Sans le sou, après plusieurs tentatives ratées, il embarque comme passager clandestin sur un paquebot qui ne le mène pas en Amérique du Sud mais… aux Etats-Unis. A son arrivée à New York, il commence à travailler comme plongeur dans un bar et suite au vol de ses papierspapiers, il décide de se faire naturaliser sous le nom de Justo Ramón León : il travaille le jour comme chauffeur de taxi sous le permis 3055 et la nuit comme serveur dans
des palaces.
S’ensuit une vie pleine de rebondissements, impossible à résumer en quelques lignes, durant laquelle il côtoiera les plus grandes stars d’Hollywood et ouvre son propre resto, La Scala, où il se constitue une cave de plus de 25.000 bouteilles de vin.
L’étape suivante fut l’achat de 150ha de vignes dans le Pénèdes où il remplaça les cépages locaux par des variétés importées de France – cabernet sauvignon, cabernet franc et chardonnay.
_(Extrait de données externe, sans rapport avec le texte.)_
PR #836, opened 2025-02-10
Add test case for LogisticRegressionModel.copy()

lijinf2:


lijinf2:
build

lijinf2:
build

python/tests/test_logistic_regression.py
```diff
@@ -368,15 +369,31 @@ def test_params(tmp_path: str, caplog: LogCaptureFixture) -> None:
...
+        _test_est_copy(LogisticRegression, input_spark_params, cuml_params_update)
+
+
+def test_lr_model_copy() -> None:
+
+    from .test_common_estimator import _test_model_copy
+    from .utils import get_toy_model
+
+    model_params: List[Dict[str, Any]] = [
+        {"featuresCol": "fea_dummy"},
```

Les vins sont à l’époque envoyés dans son restaurant de Beverly Hills. En 1996, peu de temps avant sa mort, la Familia Torres rachète la propriété et s’engage à perpétuer le nom de Jean Leon.
Ici aussi la viticulture régénérative est appliquée et la biodiversité promue dans tous les domaines. Parmi les vins dégustés, retenons un étonnant xarel-lo 2023 aux délicieuses arômes d’agrumes, Vinya Gigi d’une longueur remarquable ou encore La Scala, 100% cabernet vieilles vignes, qui vieillit 5 ans avant d’arriver sur le marché. A servir sur toutes les bonnes tables.